PR #5478, opened 2017-04-25

wy-z:
### PR checklist

### Description of the PR

- [go][model] Use pointers to avoid circular references

### DIFF
--- a/modules/swagger-codegen/src/main/resources/go/model.mustache
+++ b/modules/swagger-codegen/src/main/resources/go/model.mustache
@@ -9,7 +9,7 @@ import ({{/imports}}{{#imports}}
 type {{classname}} struct {
 {{#vars}}{{#description}}
 	// {{{description}}}{{/description}}
-	{{name}} {{{datatype}}} `json:"{{baseName}}{{^required}},omitempty{{/required}}"`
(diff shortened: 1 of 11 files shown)


wing328:
@wy-z thanks for the PR.

cc @antihax @guohuang @neilotoole

antihax:
Will check tonight.

Is there a way to write a test case for this and some of the other fixed issues?

Perhaps we could use versioned `.yaml` spec with appropriate test cases for new clients going forward? This could give a good way to incrementally set the bar for the stability of the client code (all languages).

wing328:
> Is there a way to write a test case for this and some of the other fixed issues?

@antihax I would suggest adding new models to test the scenarios in https://github.com/swagger-api/swagger-codegen/blob/master/modules/swagger-codegen/src/test/resources/2_0/petstore-with-fake-endpoints-models-for-testing.yaml to start with.

antihax:
I had done that with #4417, but it causes a lot of other clients with the same issue to break. Hence versioning may be a way to go?

wing328:
Right. That happened before.

Let's give versioning a try to see how that goes.

antihax:
This looks good.

I've starting writing test cases in the spec including a recursive model. Should have a PR tonight for that.

wy-z:
Thanks for your fruitful work~
@wing328 @antihax

Issue #5374, opened 2017-04-12
withCredentials:true  for Typescript-Angular 2 Generated code


xmeng1:
##### Description

When I used the generated code of Typescript-Angular 2, and try to CORS request, the session information is always losing. After search the issue, I found that I need to add an option of `withCredentials:true ` when sending HTTP request. But the generated code does not include this option.

see: http://stackoverflow.com/questions/13734686/communication-between-angularjs-and-a-jersey-webservice-which-are-on-a-different/14111039#14111039

http://stackoverflow.com/questions/16882245/http-request-doesnt-send-cookies-cross-domain-in-angular-cors

So I hope the option `withCredentials:true` can be added to the HTTP request in 

```
        let requestOptions: RequestOptionsArgs = new RequestOptions({
            method: RequestMethod.Post,
            headers: headers,
            body: formParams.toString(),
            search: queryParameters
        });
```
##### Swagger-codegen version

git clone at April 3rd.
##### Suggest a Fix

The option `withCredentials:true` can be added to the HTTP request in 

```
        let requestOptions: RequestOptionsArgs = new RequestOptions({
            method: RequestMethod.Post,
            headers: headers,
            body: formParams.toString(),
            search: queryParameters
        });
```

wing328:
@xmeng1 thanks for reporting the issue. Your suggestion sounds reasonable to me as we've done something similar to JS API client: https://github.com/swagger-api/swagger-codegen/search?q=withCredentials&type=Issues&utf8=%E2%9C%93

Do you mind submitting a PR so that we can review the fix?

Please also checkout the `typescript-angular2` client in `2.3.0`, which contains enhancements and breaking changes.

xmeng1:
@wing328  OK, let me try the latest firstly.

xmeng1:
I have modified the template and submit a PR. thanks
https://github.com/swagger-api/swagger-codegen/pull/5380

kernwig:
I don't use cookies for authentication. Adding withCredentials:true broke everything for me. This should not be default behavior.

`XMLHttpRequest cannot load https://--server--/api/User/GetUser. Response to preflight request doesn't pass access control check: The value of the 'Access-Control-Allow-Credentials' header in the response is '' which must be 'true' when the request's credentials mode is 'include'. Origin 'http://localhost:3000' is therefore not allowed access. The credentials mode of requests initiated by the XMLHttpRequest is controlled by the withCredentials attribute.`

[...]

PR #5484, opened 2017-04-25
add withCredentials to the configuration

xmeng1:
#5374 
1. `withCredentials` in Request is `false` default
2. if want to set the `withCredentials` as `true` (for CORS request),
 instance `Configuration` object and set the `withCredentials` as `true`.

### PR checklist

### Description of the PR

### DIFF
--- a/modules/swagger-codegen/src/main/resources/typescript-angular2/api.mustache
+++ b/modules/swagger-codegen/src/main/resources/typescript-angular2/api.mustache
@@ -195,6 +195,10 @@ export class {{classname}} {
         {{/isListContainer}}
 
 {{/formParams}}
+        let isWithCredentials: boolean = false;
+        if (this.configuration.withCredentials) {
+            isWithCredentials = this.configuration.withCredentials;
+        }
         let requestOptions: RequestOptionsArgs = new RequestOptions({
             method: {{httpMethod}},
             headers: headers,
@@ -205,8 +209,12 @@ export class {{classname}} {
             body: formParams.toString(),
 {{/hasFormParams}}
             search: queryParameters,
-            withCredentials:true
+            withCredentials:isWithCredentials
         });
+
+        if (this.configuration.apiKey) {
+        headers.set('{{keyParamName}}', this.configuration.apiKey);
+        }
 
         // https://github.com/swagger-api/swagger-codegen/issues/4037
         if (extraHttpRequestParams) {
--- a/modules/swagger-codegen/src/main/resources/typescript-angular2/api.mustache
+++ b/modules/swagger-codegen/src/main/resources/typescript-angular2/api.mustache
@@ -195,10 +195,6 @@ export class {{classname}} {
         {{/isListContainer}}
 
 {{/formParams}}
-        let isWithCredentials: boolean = false;
-        if (this.configuration.withCredentials) {
-            isWithCredentials = this.configuration.withCredentials;
-        }
         let requestOptions: RequestOptionsArgs = new RequestOptions({
             method: {{httpMethod}},
             headers: headers,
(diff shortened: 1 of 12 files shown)


wing328:
@xmeng1 thanks for the quick turnaround.

@kernwig would you please take when you've time?

modules/swagger-codegen/src/main/resources/typescript-angular2/api.mustache
```diff
@@ -195,6 +195,10 @@ export class {{classname}} {
         {{/isListContainer}}
 
 {{/formParams}}
+        let isWithCredentials: boolean = false;
```
kernwig: Simplify?

`let isWithCredentials: boolean = (this.configuration.withCredentials === true);`

modules/swagger-codegen/src/main/resources/typescript-angular2/api.mustache
```diff
@@ -205,9 +209,13 @@ export class {{classname}} {
             body: formParams.toString(),
 {{/hasFormParams}}
             search: queryParameters,
-            withCredentials:true
+            withCredentials:isWithCredentials
```
kernwig: Or instead of above, it why not right here?

`    withCredentials: this.configuration.withCredentials`

modules/swagger-codegen/src/main/resources/typescript-angular2/api.mustache
xmeng1: yes, this expression is more concise thanks

modules/swagger-codegen/src/main/resources/typescript-angular2/api.mustache
xmeng1: In the case of the `withCredentials` is not defined in the configuration object, I just define a local var to set the default value to `false`.

kernwig: If it's not defined, then you will set withCredentials to undefined, which exactly replicates what the old code did by not setting it at all. :-)

xmeng1: Got it!  :)
So I could remove all code about the local var:  
```
let isWithCredentials: boolean = false;
if (this.configuration.withCredentials) {
  isWithCredentials = this.configuration.withCredentials;
}
```
and just use this expression to pass the value of configuration to the option. is that right?

sorry, I am Java developer and habitually `null` checker.

kernwig: Yes.
Javascript has confusing ideas about "truthy" and "falsy". https://developer.mozilla.org/en-US/docs/Glossary/Falsy

xmeng1: thanks for your explanation :+1:   Need I make new PR?

wing328: @xmeng1 Please update this PR with new commits instead of creating a new one

xmeng1: No problem, I will update it tonight! @wing328

wing328:
@xmeng1 PR merged into master. Thanks again for the quick turnaround.

@kernwig please pull the latest to give it a try.

xmeng1:
@wing328  cheers
@kernwig Thanks for your code review

kernwig:
It was merged into master, not 2.3.0.

wing328:
@kernwig FYI. Enhancements in the master will later be sync'd to 2.3.0

Issue #5486, opened 2017-04-26
[JAVA] Wrong subtype class name if lower case


bbdouglas:
##### Description

When a model is a subclass of another model, and the subclass  model name is in lower case, the parent class annotates the wrong name in its annotations.

Here is an example. Note that the "dog" model is in lower case.

    definitions:
      Animal:
        type: object
        discriminator: className
        ...
      dog:
        allOf:
          - $ref: '#/definitions/Animal'
          ...

A class named `Dog` is generated (following Java code style), but it is referred to as `dog` in the Animal class.

    @JsonSubTypes({
      @JsonSubTypes.Type(value = dog.class, name = "dog"),
    })
    public class Animal {

Since there is no `dog` class, this code doesn't compile. Here is what the output should be.

    @JsonSubTypes({
      @JsonSubTypes.Type(value = Dog.class, name = "dog"),
    })
    public class Animal {

This looks like just a minor typo in the mustache file.

##### Swagger-codegen version

Current (2.2.3)

##### Swagger declaration file content or url

See above. It happens for any model that is a subtype of another type and begins with a lower case letter.

##### Command line used for generation

-l java

##### Related issues

I have not seen any similar issues.

##### Suggest a Fix

I have a one-line fix coming up.

wing328:
Closed via #5487

PR #5487, opened 2017-04-26
Fix class name in discriminator subtypes

bbdouglas:
### PR checklist

### Description of the PR

This fixes a typo in the mustache file for discriminator types. It is generating a class name, so it should use the {{classname}} field, not the {{name}} field. Most of the time, these two are the same, but in cases where the model name in the spec file is lower cased, they are different. This edge case doesn't show up in the existing testing endpoint, so the samples are unaffected.


bbdouglas:
This is a fix for #5486.

PR #5491, opened 2017-04-26
Remove unused generation script android-petstore.sh

bbdouglas:
The old android-petstore.sh script is writing output to the android volley
directory. There is a new script called android-petstore-volley.sh that also
writes to that same directory. They overwrite each other, which makes the
run-all-petstore script output dependent on which one gets run last. This change
removes the old script.

### PR checklist

### Description of the PR

I noticed this issue when re-generating the samples with `run-all-petstore` for #5408. It looks like a new script was created for android volley without deleting the old one.


wing328:
@bbdouglas you're right. My bad forgetting to remove the old one.

I just check the Window batch files and it's missing those batch files for Android (httpclient, volley). I'll create a separate PR to add back those.

Issue #5432, opened 2017-04-19
[Java] Spring Cloud Client is broken due to template change


wing328:
##### Description

Broken due to https://github.com/swagger-api/swagger-codegen/pull/5411. We will need to add tag to output code that are API client only.

##### Swagger-codegen version

Latest master

##### Related issues

https://github.com/swagger-api/swagger-codegen/pull/5411

##### Suggest a Fix

Add a mustache tag (e.g. {{#isApiClient}} to remove code not needed for API client.

PR #5497, opened 2017-04-27
[Java][Spring] Fix spring cloud client due to enhancement in adding server example responses.

wing328:
### PR checklist

### Description of the PR

To fix https://github.com/swagger-api/swagger-codegen/issues/5432

### DIFF
--- a/modules/swagger-codegen/src/main/resources/JavaSpring/apiController.mustache
+++ b/modules/swagger-codegen/src/main/resources/JavaSpring/apiController.mustache
@@ -92,11 +92,11 @@ public class {{classname}}Controller implements {{classname}} {
             }
         };
         {{/async}}
-{{/useSpringCloudClient}}
         {{/isDelegate}}
         {{#isDelegate}}
         return delegate.{{operationId}}({{#allParams}}{{paramName}}{{#hasMore}}, {{/hasMore}}{{/allParams}});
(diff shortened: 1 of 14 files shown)


cbornet:
Wouldn't it be easier to have some "returnExamples" additionalProperty that is false for spring-cloud and that equals "examples" for the other ?
That way, we wouldn't have duplication in the template.

wing328:
@cbornet thanks for the suggestion. I think the challenge lies in the fact that both client and server share the same templates and I believe we still need the `useSpringCloudClient` tag to avoid unnecessary Java library import.

Anyway feel free to submit a PR to further enhance the template after this PR is merged into master.

modules/swagger-codegen/src/main/resources/JavaSpring/apiController.mustache
```diff
@@ -17,8 +17,10 @@ import org.springframework.web.bind.annotation.RequestHeader;
 import org.springframework.web.bind.annotation.RequestParam;
 import org.springframework.web.bind.annotation.RequestPart;
 import org.springframework.web.multipart.MultipartFile;
+{{^useSpringCloudClient}}
```
cbornet: Spring cloud client doesn't generate the apiController so I guess this is not needed...

PR #5606, opened 2017-05-10
[Java][Spring] Add examples defined in the spec to Spring MVC server generator

wing328:
### PR checklist

### Description of the PR

Redo https://github.com/swagger-api/swagger-codegen/pull/5411 for 2.3.0 (not master) as it's a breaking change

### DIFF
--- a/modules/swagger-codegen/src/main/resources/JavaSpring/api.mustache
+++ b/modules/swagger-codegen/src/main/resources/JavaSpring/api.mustache
@@ -16,6 +16,9 @@ import org.springframework.web.bind.annotation.RequestMethod;
 import org.springframework.web.bind.annotation.RequestParam;
 import org.springframework.web.bind.annotation.RequestPart;
 import org.springframework.web.multipart.MultipartFile;
+{{^useSpringCloudClient}}
+import java.io.IOException;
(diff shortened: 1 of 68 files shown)


wing328:
The CI error will be fixed via https://github.com/swagger-api/swagger-codegen/commit/3e95f464e3763fcda4bb220c3c174c994377e223

wing328:
### Upgrade Note ###

An additional parameter `@RequestHeader("Accept") String accept` is added to the end of the method signature, e.g.
```
    ResponseEntity<Void> addPet(@ApiParam(value = "Pet object that needs to be added to the store" ,required=true )  @Valid @RequestBody Pet body, @RequestHeader("Accept") String accept);
```

The parameter contains the HTTP "Accept", which is needed for determining the format of the response (e.g. application/JSON, application/XML, etc)

pcbue:
@wing328 In my case i use the delegate pattern, which leads to fail with this modification.
Delegate pattern add a final delegate to the controller.
Your modification add a constructor for an ObjectMapper parameter, but no delegate.

Compilation failed, complaining for the field to not being initialized in every case, which is true.

Is there any way to skip the addition of the ObjectMapper ?

PR #5655, opened 2017-05-17
Fix #5653 so body parameter schema link matches model anchor

### LINKED ISSUE #5653: Link and label for body parameter uses TitleCase, not source case in models
##### Description

The link to the model for a body parameter uses TitleCase, but the anchor in models uses the exact case of the model. 
```
      <div class="param">thing <a href="#CreateThing">CreateThing</a> (required)</div>
```
In the Models section the schema named `createThing` is has an HTML anchor `createThing` not `CreateThing`:

```
    <h3 class="field-label"><a name="createThing">createThing - Create a Thing</a> <a class="up" href="#__Models">Up</a></h3>
```

The anchor name and href differ so the link does not work.

##### Swagger-codegen version

2.2.3-SNAPSHOT (latest)

https://gist.github.com/DavidBiesack/4f3008fb7a035b2aebf7068ebcd4aeca

mvn package
java -jar modules/swagger-codegen-cli/target/swagger-codegen-cli.jar generate -l html -i /tmp/openapi.yaml -o /tmp

##### Suggest a Fix

In modules/swagger-codegen/src/main/java/io/swagger/codegen/languages/StaticHtmlGenerator.java
add:

```java
  @Override
    public String toModelName(final String name) {
        return name;
    }
```
(I'll submit a PR)

DavidBiesack:
### Description of the PR

Override getModelName() in StaticApigenerator to return the name unmodified rather than apply TitleCase to it.


wing328:
@DavidBiesack thanks for the fix.

wing328:
Linked to #5653

PR #5662, opened 2017-05-18
Allow overriding the service delegate

mhvelplund:
### PR checklist

### Description of the PR

With this update it is now possible to choose an implementation class for the service delegate. By default the generated service will behave as normal, generating a stub implementation. But now it is also possible to add an init parameter to the the Jersey servlet in web.xml with a class name, eg.:

```
<servlet>
    <servlet-name>Swagger Servlet</servlet-name>
    <servlet-class>org.glassfish.jersey.servlet.ServletContainer</servlet-class>
... snip ...
    <init-param>
        <param-name>PetApi.implementation</param-name>
        <param-value>org.example.petshop.CustomPetApiService</param-value>
    </init-param>
    <load-on-startup>1</load-on-startup>
</servlet>
```
The generated PetApi class will now use the ``org.example.petshop.CustomPetApiService`` instead of using ``PetApiServiceFactory`` to make an instance of ``io.swagger.api.impl.PetApiServiceImpl``.

### DIFF
--- a/modules/swagger-codegen/src/main/resources/JavaJaxRS/api.mustache
+++ b/modules/swagger-codegen/src/main/resources/JavaJaxRS/api.mustache
@@ -18,6 +18,7 @@ import java.io.InputStream;
 import org.glassfish.jersey.media.multipart.FormDataContentDisposition;
 import org.glassfish.jersey.media.multipart.FormDataParam;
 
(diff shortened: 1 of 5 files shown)


wing328:
@mhvelplund thanks for the enhancement, which looks good to me.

**EXERCISE INSTRUCTIONS**
From the records above, copy out the line with "Issue #5374, opened 2017-04-12", the line with "When I used", and every line between them, word for word.

**YOUR SOLUTION**
Issue #5374, opened 2017-04-12
withCredentials:true  for Typescript-Angular 2 Generated code


xmeng1:
##### Description

When I used the generated code of Typescript-Angular 2, and try to CORS request, the session information is always losing. After search the issue, I found that I need to add an option of `withCredentials:true ` when sending HTTP request. But the generated code does not include this option.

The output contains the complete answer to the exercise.